**AIM OF THE EXERCISE**
Could you please retype all of the data below exactly?

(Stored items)
------------------------------

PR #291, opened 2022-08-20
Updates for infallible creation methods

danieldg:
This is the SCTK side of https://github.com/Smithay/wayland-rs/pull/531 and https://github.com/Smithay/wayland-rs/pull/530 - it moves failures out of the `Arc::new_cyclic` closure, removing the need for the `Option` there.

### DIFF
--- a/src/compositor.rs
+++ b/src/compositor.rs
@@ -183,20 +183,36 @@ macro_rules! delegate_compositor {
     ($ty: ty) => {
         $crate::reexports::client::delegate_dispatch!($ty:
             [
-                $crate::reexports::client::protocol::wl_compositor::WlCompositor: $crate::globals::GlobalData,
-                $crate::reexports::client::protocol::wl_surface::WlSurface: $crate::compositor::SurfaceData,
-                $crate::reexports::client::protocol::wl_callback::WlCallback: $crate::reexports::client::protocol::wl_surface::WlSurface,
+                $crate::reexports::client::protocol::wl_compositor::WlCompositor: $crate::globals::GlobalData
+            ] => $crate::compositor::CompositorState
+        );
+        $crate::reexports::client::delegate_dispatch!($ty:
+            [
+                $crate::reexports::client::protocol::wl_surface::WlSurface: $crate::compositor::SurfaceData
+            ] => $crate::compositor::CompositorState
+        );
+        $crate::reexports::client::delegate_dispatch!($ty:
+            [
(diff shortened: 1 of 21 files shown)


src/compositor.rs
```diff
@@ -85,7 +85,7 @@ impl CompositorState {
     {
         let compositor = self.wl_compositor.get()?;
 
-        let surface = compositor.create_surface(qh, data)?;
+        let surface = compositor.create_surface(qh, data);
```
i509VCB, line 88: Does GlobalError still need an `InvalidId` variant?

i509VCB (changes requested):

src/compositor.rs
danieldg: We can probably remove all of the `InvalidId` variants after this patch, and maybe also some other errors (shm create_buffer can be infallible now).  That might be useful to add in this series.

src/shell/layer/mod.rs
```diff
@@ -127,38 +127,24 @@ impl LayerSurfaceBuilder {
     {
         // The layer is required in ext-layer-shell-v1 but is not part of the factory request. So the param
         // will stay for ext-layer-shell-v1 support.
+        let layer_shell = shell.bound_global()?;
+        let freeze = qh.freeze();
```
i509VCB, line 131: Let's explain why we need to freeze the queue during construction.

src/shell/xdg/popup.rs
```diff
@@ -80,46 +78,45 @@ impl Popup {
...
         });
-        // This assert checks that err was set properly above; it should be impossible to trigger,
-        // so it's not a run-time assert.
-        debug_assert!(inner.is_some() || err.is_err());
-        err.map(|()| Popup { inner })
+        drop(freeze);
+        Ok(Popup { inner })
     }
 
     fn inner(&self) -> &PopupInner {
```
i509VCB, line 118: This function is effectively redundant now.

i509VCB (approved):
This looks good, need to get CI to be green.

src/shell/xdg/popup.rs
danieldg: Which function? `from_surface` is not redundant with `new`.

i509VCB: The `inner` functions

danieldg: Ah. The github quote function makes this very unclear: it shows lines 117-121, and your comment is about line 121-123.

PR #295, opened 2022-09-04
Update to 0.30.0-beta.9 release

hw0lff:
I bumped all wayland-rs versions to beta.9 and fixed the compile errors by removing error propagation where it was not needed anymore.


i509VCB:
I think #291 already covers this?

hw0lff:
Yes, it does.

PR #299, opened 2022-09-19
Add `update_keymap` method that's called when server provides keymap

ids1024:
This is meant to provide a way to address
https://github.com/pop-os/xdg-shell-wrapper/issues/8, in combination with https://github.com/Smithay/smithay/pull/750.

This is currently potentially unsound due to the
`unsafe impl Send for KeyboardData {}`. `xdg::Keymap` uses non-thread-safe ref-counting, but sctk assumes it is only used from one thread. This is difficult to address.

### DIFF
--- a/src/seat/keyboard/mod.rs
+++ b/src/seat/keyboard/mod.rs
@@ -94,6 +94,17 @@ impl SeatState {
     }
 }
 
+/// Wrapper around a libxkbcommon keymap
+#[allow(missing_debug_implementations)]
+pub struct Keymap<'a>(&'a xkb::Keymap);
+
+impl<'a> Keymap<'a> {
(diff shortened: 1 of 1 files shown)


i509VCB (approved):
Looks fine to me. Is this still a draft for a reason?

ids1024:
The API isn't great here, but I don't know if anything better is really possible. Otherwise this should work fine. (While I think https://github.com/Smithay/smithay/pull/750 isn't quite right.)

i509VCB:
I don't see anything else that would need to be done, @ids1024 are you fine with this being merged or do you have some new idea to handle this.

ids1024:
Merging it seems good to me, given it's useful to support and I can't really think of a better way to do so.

------------------------------

**FINAL ANSWER**
PR #291, opened 2022-08-20
Updates for infallible creation methods

danieldg:
This is the SCTK side of https://github.com/Smithay/wayland-rs/pull/531 and https://github.com/Smithay/wayland-rs/pull/530 - it moves failures out of the `Arc::new_cyclic` closure, removing the need for the `Option` there.

### DIFF
--- a/src/compositor.rs
+++ b/src/compositor.rs
@@ -183,20 +183,36 @@ macro_rules! delegate_compositor {
     ($ty: ty) => {
         $crate::reexports::client::delegate_dispatch!($ty:
             [
-                $crate::reexports::client::protocol::wl_compositor::WlCompositor: $crate::globals::GlobalData,
-                $crate::reexports::client::protocol::wl_surface::WlSurface: $crate::compositor::SurfaceData,
-                $crate::reexports::client::protocol::wl_callback::WlCallback: $crate::reexports::client::protocol::wl_surface::WlSurface,
+                $crate::reexports::client::protocol::wl_compositor::WlCompositor: $crate::globals::GlobalData
+            ] => $crate::compositor::CompositorState
+        );
+        $crate::reexports::client::delegate_dispatch!($ty:
+            [
+                $crate::reexports::client::protocol::wl_surface::WlSurface: $crate::compositor::SurfaceData
+            ] => $crate::compositor::CompositorState
+        );
+        $crate::reexports::client::delegate_dispatch!($ty:
+            [
(diff shortened: 1 of 21 files shown)


src/compositor.rs
```diff
@@ -85,7 +85,7 @@ impl CompositorState {
     {
         let compositor = self.wl_compositor.get()?;
 
-        let surface = compositor.create_surface(qh, data)?;
+        let surface = compositor.create_surface(qh, data);
```
i509VCB, line 88: Does GlobalError still need an `InvalidId` variant?

i509VCB (changes requested):

src/compositor.rs
danieldg: We can probably remove all of the `InvalidId` variants after this patch, and maybe also some other errors (shm create_buffer can be infallible now).  That might be useful to add in this series.

src/shell/layer/mod.rs
```diff
@@ -127,38 +127,24 @@ impl LayerSurfaceBuilder {
     {
         // The layer is required in ext-layer-shell-v1 but is not part of the factory request. So the param
         // will stay for ext-layer-shell-v1 support.
+        let layer_shell = shell.bound_global()?;
+        let freeze = qh.freeze();
```
i509VCB, line 131: Let's explain why we need to freeze the queue during construction.

src/shell/xdg/popup.rs
```diff
@@ -80,46 +78,45 @@ impl Popup {
...
         });
-        // This assert checks that err was set properly above; it should be impossible to trigger,
-        // so it's not a run-time assert.
-        debug_assert!(inner.is_some() || err.is_err());
-        err.map(|()| Popup { inner })
+        drop(freeze);
+        Ok(Popup { inner })
     }
 
     fn inner(&self) -> &PopupInner {
```
i509VCB, line 118: This function is effectively redundant now.

i509VCB (approved):
This looks good, need to get CI to be green.

src/shell/xdg/popup.rs
danieldg: Which function? `from_surface` is not redundant with `new`.

i509VCB: The `inner` functions

danieldg: Ah. The github quote function makes this very unclear: it shows lines 117-121, and your comment is about line 121-123.

PR #295, opened 2022-09-04
Update to 0.30.0-beta.9 release

hw0lff:
I bumped all wayland-rs versions to beta.9 and fixed the compile errors by removing error propagation where it was not needed anymore.


i509VCB:
I think #291 already covers this?

hw0lff:
Yes, it does.

PR #299, opened 2022-09-19
Add `update_keymap` method that's called when server provides keymap

ids1024:
This is meant to provide a way to address
https://github.com/pop-os/xdg-shell-wrapper/issues/8, in combination with https://github.com/Smithay/smithay/pull/750.

This is currently potentially unsound due to the
`unsafe impl Send for KeyboardData {}`. `xdg::Keymap` uses non-thread-safe ref-counting, but sctk assumes it is only used from one thread. This is difficult to address.

### DIFF
--- a/src/seat/keyboard/mod.rs
+++ b/src/seat/keyboard/mod.rs
@@ -94,6 +94,17 @@ impl SeatState {
     }
 }
 
+/// Wrapper around a libxkbcommon keymap
+#[allow(missing_debug_implementations)]
+pub struct Keymap<'a>(&'a xkb::Keymap);
+
+impl<'a> Keymap<'a> {
(diff shortened: 1 of 1 files shown)


i509VCB (approved):
Looks fine to me. Is this still a draft for a reason?

ids1024:
The API isn't great here, but I don't know if anything better is really possible. Otherwise this should work fine. (While I think https://github.com/Smithay/smithay/pull/750 isn't quite right.)

i509VCB:
I don't see anything else that would need to be done, @ids1024 are you fine with this being merged or do you have some new idea to handle this.

ids1024:
Merging it seems good to me, given it's useful to support and I can't really think of a better way to do so.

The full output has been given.